Definition of personal data in the guidelines is broad (any information related to an identified or identifiable individual). Given the current power of analytics and the apparent limitations of anonymization techniques, this means vast amounts of data potentially now fall under the scope of privacy regimes.
An increasing economic value of personal data gives rise to concerns related to the security of personal data, unanticipated uses, monitoring, and trust.
Organizations often retain large amounts of personal data for various purposes.
High‐profile data breaches have shone a light on the challenges of safeguarding personal data; concepts of data controller and data processor raise new concerns.
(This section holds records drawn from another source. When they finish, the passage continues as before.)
PR #404, opened 2026-04-02
feat: generate GeoJSON from PostgreSQL instead of re-reading CSV

ThibaudDauce:
Stream GeoJSON features directly from the database using a cursor, avoiding a third read of the CSV file. PostgreSQL builds the JSON with json_build_object, so no Python-level casting is needed.

Also extract _detect_geo_columns to deduplicate the geo column detection logic.

Will allow to send this part in another job.

On `MN_07_latest-2025-2026.csv`: **50s → 18s** (-64%)
On `joconde.csv`: **75s → 43s** (-42%)

Same as https://github.com/datagouv/hydra/pull/402 but for GeoJSON


udata_hydra/analysis/geojson.py
```diff
@@ -215,26 +249,123 @@ def get_features(
...
+            'geometry', {geometry_sql},
+            'properties', {properties_sql}
+        )::text
+        FROM {_quote_ident(table_name)}
+        {where}
+    """
+    return query, params
+
+
+async def csv_to_geojson_from_db(
```
Pierlou: We may want to keep the function name close to its parquet counterpart
```suggestion
async def save_as_geojson_from_db(
```

udata_hydra/analysis/geojson.py
```diff
@@ -154,33 +170,22 @@ def get_features(
                     "properties": {col: row[col] for col in row.keys() if col != geo["geojson"]},  # type: ignore[union-attr]
                 }
 
-            elif "latlon" in geo:
-                # ending up here means we either have the exact lat,lon format, or NaN
-                # skipping row if NaN
-                if row[geo["latlon"]] is None:
+            elif "latlon" in geo or "lonlat" in geo:
```
Pierlou, line 169: Keeping the insight
```suggestion
            elif "latlon" in geo or "lonlat" in geo:
                # skipping row if geo data is None
```

udata_hydra/analysis/geojson.py
```diff
@@ -29,6 +30,28 @@
 
 log = logging.getLogger("udata-hydra")
 
+
+# latlon/lonlat columns can contain values like "[48.8566, 2.3522]" or "48.8566 , 2.3522"
+# Both versions below strip spaces and brackets, then split on comma.
+
```
Pierlou: The insight is already given within the function, this feels misplaced here
```suggestion
```

udata_hydra/analysis/geojson.py
```diff
@@ -215,26 +249,123 @@ def get_features(
...
+    Returns (query, params) where params are the original column names used as
+    JSON keys via $1, $2… placeholders.
+    """
+    property_cols = [c for c in columns if c not in geo.values()]
+    params: list[str] = []
+    properties_fragments = []
+    for col in property_cols:
+        params.append(col)
+        placeholder = f"${len(params)}::text"
+        properties_fragments.append(f"{placeholder}, {_quote_ident(_db_col_name(col))}")
```
Pierlou: NIT
```suggestion
    for idx, col in enumerate(property_cols):
        params.append(col)
        properties_fragments.append(f"${idx + 1}::text, {_quote_ident(_db_col_name(col))}")
```

udata_hydra/analysis/geojson.py
```diff
@@ -215,26 +249,123 @@ def get_features(
...
+
+    Returns (query, params) where params are the original column names used as
+    JSON keys via $1, $2… placeholders.
+    """
+    property_cols = [c for c in columns if c not in geo.values()]
+    params: list[str] = []
+    properties_fragments = []
+    for col in property_cols:
+        params.append(col)
+        placeholder = f"${len(params)}::text"
```
Pierlou: Does that mean we're exporting all values as text? In which case it is not what we want (columns that contain ints/floats should be exported as such)

udata_hydra/analysis/geojson.py
```diff
@@ -215,26 +249,123 @@ def get_features(
...
-    with output_file_path.open("w") as f:
-        json.dump(template, f, indent=4, ensure_ascii=False, default=str)
+            with output_file_path.open("w") as f:
+                f.write('{"type": "FeatureCollection", "features": [\n')
+                first = True
+                async for row in cursor:
+                    if not first:
+                        f.write(",\n")
+                    f.write(row[0])
+                    first = False
```
Pierlou, line 374: I don't think I understand the `first` trick: why don't we `f.write(f"{row[0]},\n")` for all rows? (in which case we should finally `f.write("]")`)

Pierlou (commented):
Thanks for the refactor 🙏 The flow looks good to me (though I haven't gone through the technicity of the SQL part), but I have a doubt regarding the type of the properties we export, and a couple of remarks.

udata_hydra/analysis/geojson.py
```diff
@@ -215,26 +249,123 @@ def get_features(
...
+    async with db.acquire() as conn:
+        async with conn.transaction():
+            cursor = conn.cursor(query, *params)
 
-    with output_file_path.open("w") as f:
-        json.dump(template, f, indent=4, ensure_ascii=False, default=str)
+            with output_file_path.open("w") as f:
+                f.write('{"type": "FeatureCollection", "features": [\n')
+                first = True
+                async for row in cursor:
```
bolinocroustibat, line 370: What happens in case of an error while parsing the rows?
Should we delete output_file_path in a try/finally if we detect failure after partial write, or wrap the stream loop in try/finally to remove the output file on any error after open?

udata_hydra/analysis/geojson.py
```diff
@@ -215,26 +249,123 @@ def get_features(
...
+
+
+async def csv_to_geojson_from_db(
+    table_name: str,
+    inspection: dict,
+    output_file_path: Path,
+    upload_to_minio: bool = True,
+) -> tuple[int, str | None] | None:
+    """Generate a GeoJSON file by streaming features directly from PostgreSQL."""
+    geo = _detect_geo_columns(inspection)
```
bolinocroustibat, line 354: NIT: a type hint would be nice here for readability:

`geo: dict | None = _detect_geo_columns(inspection)`

udata_hydra/analysis/geojson.py
bolinocroustibat: ... wouldn't `db_to_geojson` and `db_to_parquet` be even more explicit, and more consistent with namings like `csv_to_geojson`?

udata_hydra/analysis/geojson.py
```diff
@@ -215,26 +249,123 @@ def get_features(
...
+    return query, params
+
+
+async def csv_to_geojson_from_db(
+    table_name: str,
+    inspection: dict,
+    output_file_path: Path,
+    upload_to_minio: bool = True,
+) -> tuple[int, str | None] | None:
+    """Generate a GeoJSON file by streaming features directly from PostgreSQL."""
```
bolinocroustibat: NIT: `csv_to_geojson_from_db` has a one-line docstring while `csv_to_geojson` documents args, behavior (skipped rows), and return values. Aligning the DB variant (even briefly: inputs, streaming, parity goal with the CSV path) might make it easier to maintain and choose between the two in case we have to.

udata_hydra/analysis/geojson.py
```diff
@@ -215,26 +249,123 @@ def get_features(
...
 
-    with output_file_path.open("w") as f:
-        json.dump(template, f, indent=4, ensure_ascii=False, default=str)
+            with output_file_path.open("w") as f:
+                f.write('{"type": "FeatureCollection", "features": [\n')
+                first = True
+                async for row in cursor:
+                    if not first:
+                        f.write(",\n")
+                    f.write(row[0])
```
bolinocroustibat: NIT: Might be a good opportunity to ad a column alias on the outer SELECT in `_build_feature_sql`, to avoid using `row[0]`, prefering somtehing like `row["feature_json"]`, that would massively improve readability imho.

udata_hydra/analysis/geojson.py
```diff
@@ -201,6 +206,35 @@ def get_features(
...
+    if geo is None:
+        log.debug("No geographical columns found, skipping")
+        return None
+
+    template = {"type": "FeatureCollection"}
+
+    template["features"] = streamable_list(get_features(file_path, inspection, geo))
+
+    with output_file_path.open("w") as f:
+        json.dump(template, f, indent=4, ensure_ascii=False, default=str)
```
bolinocroustibat, line 216: GeoJSON files are often large, pretty-printing can add a meaningful amount of redundant bytes on disk and for uploads, even if compression narrows the gap. 

Also `indent=4` gets a pretty-printed JSON while the database path stream does not re-indent the whole document like `indent=4` would.  Someone diffing two exports, grepping a file might think something broke when they see the compact stream.

Should we treat compact as the normal export format for both paths, dropping indent=4 on the CSV path? And assume if a human needs to read the file, s.he will format it automatically anyway?

bolinocroustibat (approved):
Thank you. A few remarks otherwise LGTM

udata_hydra/analysis/geojson.py
ThibaudDauce: Done in df12267

udata_hydra/analysis/geojson.py
ThibaudDauce: Done in df12267

udata_hydra/analysis/geojson.py
ThibaudDauce: Done in df12267

udata_hydra/analysis/geojson.py
ThibaudDauce: Done in df12267

udata_hydra/analysis/geojson.py
ThibaudDauce: No here we talk about the columns/keys, I've added a comment in df12267

udata_hydra/analysis/geojson.py
ThibaudDauce: It will have a trailing comma in the JSON?

udata_hydra/analysis/geojson.py
ThibaudDauce: `_detect_geo_columns` already have a return-type? You're IDE should provide you the type hint on hover, no?

udata_hydra/analysis/geojson.py
ThibaudDauce: Done in df12267ae454d1a35cc6f67ed606ef3be2276231

udata_hydra/analysis/geojson.py
ThibaudDauce: Done in df12267ae454d1a35cc6f67ed606ef3be2276231

udata_hydra/analysis/geojson.py
ThibaudDauce: Yes but this path is only for csv_to_geojson (the line only moved), I think we can leave it since it will be removed soon?

udata_hydra/analysis/geojson.py
ThibaudDauce: The caller `csv_to_geojson_and_pmtiles` in `csv.py:193-194` already wraps the call in a try/except that calls `remove_remainders(resource_id, ["geojson", "pmtiles", "pmtiles-journal"])`. So if an error occurs during streaming, the partial file is cleaned up by the caller.

This is the same pattern as the CSV path — `csv_to_geojson` doesn't handle cleanup on error either, it's delegated to the caller.

udata_hydra/analysis/geojson.py
bolinocroustibat: My IDE doesn't :) I type hint when not obvious at first sight

udata_hydra/analysis/geojson.py
```diff
@@ -452,7 +464,7 @@ async def csv_to_geojson_and_pmtiles(
 
     # Convert to GeoJSON — from DB if available and enabled, otherwise from CSV file
     if config.DB_TO_GEOJSON and table_name:
-        result = await csv_to_geojson_from_db(
+        result = await save_as_geojson_from_db(
```
bolinocroustibat: I think we should use this opportunity to rename:
`save_as_geojson_from_db` -> `db_to_geojson`
`save_as_parquet_from_db`-> `db_to_parquet`
Those names match the `source_to_target` style we already use (csv_to_parquet, csv_to_db, geojson_to_pmtiles, parquet_to_db), they also line up nicely with our config flags.

Optionally to match with that we could also rename `save_as_parquet` to `rows_to_parquet`

bolinocroustibat (approved):
Better naming suggestion

EDIT: doesn't pass the linting

udata_hydra/analysis/geojson.py
ThibaudDauce: Done in 2c31872

udata_hydra/analysis/geojson.py
bolinocroustibat: OK let's keep it like that

bolinocroustibat (approved):
LGTM, thank you!

udata_hydra/analysis/geojson.py
Pierlou: Indeed, in a parallel universe where JSON allows trailing commas the world is better 🌴

udata_hydra/analysis/geojson.py
```diff
@@ -215,26 +246,133 @@ def get_features(
...
-    template["features"] = streamable_list(get_features(file_path, inspection, geo))
+    db = await context.pool("csv")
+    async with db.acquire() as conn:
+        async with conn.transaction():
+            cursor = conn.cursor(query, *params)
 
-    with output_file_path.open("w") as f:
-        json.dump(template, f, indent=4, ensure_ascii=False, default=str)
+            with output_file_path.open("w") as f:
+                f.write('{"type": "FeatureCollection", "features": [\n')
```
Pierlou: So we have carriage returns but no indentation, is this what we want? It could also be a one-line JSON with space instead of `\n` (following [this remark](https://github.com/datagouv/hydra/pull/404/changes#r3094048303)) (doesn't really matter technically)

Pierlou (approved):
Nice, thanks for the refactoring 👏

udata_hydra/analysis/geojson.py
ThibaudDauce: I removed the newlines in [00711ba](https://github.com/datagouv/hydra/pull/404/commits/00711ba248683091ebabbcc2fd5dac425f78cab1)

An increasing concern that the long‐standing territorial/regional approaches to data protection may no longer be sufficient as the world increasingly moves online and data is available everywhere, at any time.
Uncertainty over questions of applicable law, jurisdiction, and oversight on the global nature of data flows; some organizations may not always be able or willing to tailor their services to meet the specific needs of each jurisdiction.
Differences that remain among various national and regional approaches to data protection, which are more noticeable when applied to global data flows.